In the 1954–1960 period, Kilauea Volcano, Hawaii, erupted four times: summit eruptions occurred in 1954 (Halemaumau) and 1959 (Kilauea Iki) and flank eruptions occurred in the lower East rift zone in 1955 and 1960. Our analysis demonstrates that the chemical compositions of lavas from each eruption are related solely through fractionation and sorting of the observed phenocryst assemblages. We have used Pearce element ratio diagrams to make the following observations and inferences: 1) The conserved element ratio P/K for each eruption has less variance than is expected from analytical uncertainty. Thus, we cannot reject the hypothesis: Each set of lavas represents a comagmatic suite of compositions. 2) Where each of the four groups of lava analyses is plotted on a Pearce element ratio diagram with axes of Si/K and [0.5(Mg+Fe)+1.5Ca+2.75Na+0.25Al]/K, the data fit a slope of 1.0. Therefore, we cannot reject the hypothesis: The chemical variation in each data set is consistent with sorting of OL±PL±AU. 3) Each of the 4 groups of lavas has the same mean P/K ratio.
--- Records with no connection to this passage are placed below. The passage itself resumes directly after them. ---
PR #964, opened 2026-09-06
fix(responses): carry Codex namespace and custom tools through to Claude

justprosh:
## Problem

Codex 0.15x (Desktop 0.153.4 captured) no longer sends MCP tools as flat `function` entries. Every MCP server arrives as one `{type:"namespace", name:"mcp__<server>", description, tools:[…]}` entry with the tool definitions nested inside, and its freeform `apply_patch` as `{type:"custom", format:{grammar}}`. `translateResponsesToAnthropic` keeps only `type:"function"`, so all of them are dropped silently: a Codex session on a Claude model sees none of its MCP servers (in the captured request, 25 top-level tools, 12 of them namespaces holding ~250 tools) and no `apply_patch`. The design spec scoped Phase 1 to function tools and this shape did not exist when it was verified against Codex 0.144.

Two more gaps surface as soon as an MCP tool is actually called:

- Codex expects the call back as `function_call {name, namespace}` (its router resolves `ToolName::new(namespace, name)`; a flattened name without `namespace` never matches), and `custom_tool_call {name, input}` for custom tools.
- `function_call_output.output` is a string for shell-style tools but an **array of content items** for MCP tools (`FunctionCallOutputBody` is an untagged `Text | ContentItems`). Passed verbatim it reaches Anthropic as `tool_result.content[0].type = "input_text"` → `400`, killing every turn after an MCP call.

## Fix

- Nested and custom tools are exposed to Claude under deterministic aliases (`<namespace>__<name>`, sanitized to `[A-Za-z0-9_-]`, hashed past Claude's 64-char limit minus the `mcp__oc__` passthrough prefix — a test pins the two constants together). Custom tools become a function with a single `input` string carrying the freeform payload; the grammar is folded into the description.
- `buildResponsesToolAliases(request.tools)` is pure and deterministic; the route builds it once and passes it in `ResponsesCtx`. Both emitters (non-stream and SSE) map an aliased `tool_use` back to `function_call {name, namespace}` or `custom_tool_call {name, namespace?, input}`; custom tools emit no `function_call_arguments.*` events (Codex takes the item from `output_item.done`). Replayed history items with a `namespace`, and `custom_tool_call` / `custom_tool_call_output`, land on the same aliases so the next turn's tool set matches its history.
- `function_call_output` content items map to `tool_result` blocks: `input_text` → text, data-URL `input_image` → image (reusing `parseDataUrlImage`), anything else → an omission note; an empty list → `""`.
- Server-side tool kinds (`web_search`) are still dropped — Claude has no client-side counterpart here.

## Verification

- `src/__tests__/openai-responses-namespaces.test.ts` (new): alias budget/sanitizing/hashing, alias table, request flattening, history replay, non-stream and SSE emitters for namespaced and custom tools, content-item outputs. Full `bun test` and `tsc --noEmit` green.
- Live: Codex Desktop 0.153.4 → Meridian → Claude calls an MCP tool (`iskron_realm` on a stdio server) and the turn completes; before the change the model had no MCP tools, and with only the first half of the change the turn after the call died with the `input_text` 400.

Deployed on a fork build since 2026-09-06. Pairs with #963 (Codex core tools for auto-defer) — without it, a Codex request with ~260 tools crosses the defer threshold with an empty core set.

### DIFF
--- a/node_modules
+++ b/node_modules
@@ -1,1 +1,0 @@
-/Users/aleksei/dev/meridian/node_modules
--- a/node_modules
+++ b/node_modules
@@ -1,0 +1,1 @@
+/Users/aleksei/dev/meridian/node_modules
--- a/src/__tests__/openai-responses-namespaces.test.ts
+++ b/src/__tests__/openai-responses-namespaces.test.ts
@@ -185,3 +185,46 @@ describe("createResponsesSseTranslator with aliases", () => {
     expect(done).toEqual({ type: "custom_tool_call", id: "fc_toolu_p", call_id: "toolu_p", name: "apply_patch", input: "*** Begin Patch\n*** End Patch\n", status: "completed" })
   })
 })
+
+describe("function_call_output content items", () => {
+  // MCP tool results come back from Codex as content items, not a string
+  // (FunctionCallOutputBody::ContentItems); a verbatim pass-through reached
+  // Anthropic as `tool_result.content[0].type = "input_text"` → 400.
+  it("maps input_text and data-URL input_image items to tool_result blocks", () => {
+    const png = "data:image/png;base64,iVBORw0KGgo="
+    const r = translateResponsesToAnthropic({
+      model: "m",
+      tools,
+      input: [
+        { type: "message", role: "user", content: [{ type: "input_text", text: "go" }] },
+        { type: "function_call", name: "iskron_orient", namespace: "mcp__iskron-bridge", arguments: "{}", call_id: "call_1" },
+        { type: "function_call_output", call_id: "call_1", output: [
+          { type: "input_text", text: "ГРАФ: merkazim [60]" },
+          { type: "input_image", image_url: png },
+          { type: "encrypted_content", encrypted_content: "opaque" },
+        ] },
+      ] as never,
+    })!
+    const result = (r.messages.at(-1)!.content as unknown as Array<Record<string, unknown>>).find((b) => b.type === "tool_result")!
+    expect(result.tool_use_id).toBe("call_1")
+    expect(result.content).toEqual([
+      { type: "text", text: "ГРАФ: merkazim [60]" },
+      { type: "image", source: { type: "base64", media_type: "image/png", data: "iVBORw0KGgo=" } },
+      { type: "text", text: "[Unsupported encrypted_content tool output part omitted]" },
+    ])
+  })
+
+  it("keeps string outputs as strings and turns an empty item list into an empty string", () => {
+    const r = translateResponsesToAnthropic({
+      model: "m",
+      input: [
+        { type: "function_call", name: "shell", arguments: "{}", call_id: "call_1" },
+        { type: "function_call_output", call_id: "call_1", output: "a.txt" },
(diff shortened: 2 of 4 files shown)


rynfar:
Incorporated in #976 and now on main as `907a00ee`, with all three of your
commits cherry-picked so your Author and AuthorDate are preserved, plus a

I captured the request rather than taking the shapes on faith: codex-cli
0.153.4 pointed at a recording endpoint with a real stdio MCP server attached,
isolated `CODEX_HOME`. It matches your description exactly:

```
by type: {"function":10,"namespace":2,"web_search":1}
 type=namespace  name=multi_agent_v1   nested=5
 type=namespace  name=mcp__iskron      nested=2
```

and through the translator, before and after:

```
ON MAIN     reached Claude: 10   namespaced tools present: NONE
WITH FIX    reached Claude: 17
```

Your report was understated in one respect worth recording: the drop is not
limited to a user's MCP servers. Codex's own `multi_agent_v1` namespace goes
with it, so `spawn_agent` / `wait_agent` were unavailable too — a Codex session
on Claude lost sub-agents silently.

The `function_call_output` content-item finding is the one I'd single out. It is
the difference between the feature being incomplete and being unusable, and it
is not something you would predict from the Responses schema — `output` being an
untagged `Text | ContentItems` only shows up when an MCP tool actually returns.
It has its own turn in the new gate.

Your alias design held up under review: deterministic, sanitized, hashed past
the budget, and `RESPONSES_TOOL_ALIAS_MAX = 64 - "mcp__oc__".length` pinned
against `PASSTHROUGH_MCP_PREFIX` by a test — the same duplicate-constant-plus-
cross-check pattern `passthroughEarlyStop.ts` uses on purpose. It also composes
correctly with #969, which landed earlier today: an MCP server literally named
`oc` yields aliases beginning `mcp__oc__`, and the passthrough layer now aliases
those rather than double-stripping them.

New gate: `scripts/e2e-codex-namespace-tools.mjs` (E2E.md E46), real proxy and
real SDK, both modes. Pre-fix it fails with `tools=1` and no call returned.

Two things I could not verify, recorded rather than glossed:

- **`apply_patch` as `{type:"custom"}` is not live-covered.** It did not appear
  in a default-config capture, so that path rests on your unit tests. E2E.md
  says so explicitly.
- A streaming check failed for me at first and it was my harness, not your
  emitter: `function_call` arguments arrive as delta events, so replaying the
  completed item alone gives an argument-less call and the model simply calls
  the tool again. I confirmed against the raw SSE that your emitter was correct
  before drawing any conclusion. Noted in the gate so it doesn't mislead the
  next reader.

Finally, the same branch-hygiene note as on your other PR: the middle commit
`432bead6` tracks a `node_modules` symlink to `/Users/aleksei/dev/meridian/node_modules`.
Your `73f4ddf5` removes it, so your head is clean, but cherry-picking through
that commit clobbers a local install. A `node_modules` entry in `.gitignore`
would stop it recurring.

Thanks — this was the most consequential of the five, and the captured request
plus the Rust router detail (`ToolName::new(namespace, name)`) is what made it
reviewable without guesswork.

As a result, we cannot reject the hypothesis: The 1954–1960 lavas originated from a single magma batch or several magmas with identical P/K values. Finally, using the most magnesian glass analysis in the Kilauea data suite (1959: SG‐05), we have modelled the differentiation path with thermodynamic‐based calculations. These calculations predict a liquid line of descent that is consistent with the path inferred from rock and glass analyses. Therefore, the simulations provide an additional test of our hypotheses and corroborate the postulated differentiation model. Additionally, these calculations suggest that differentiation took place at less than 0.3 Gpa and extended over a temperature range of between 100°C and 150°C.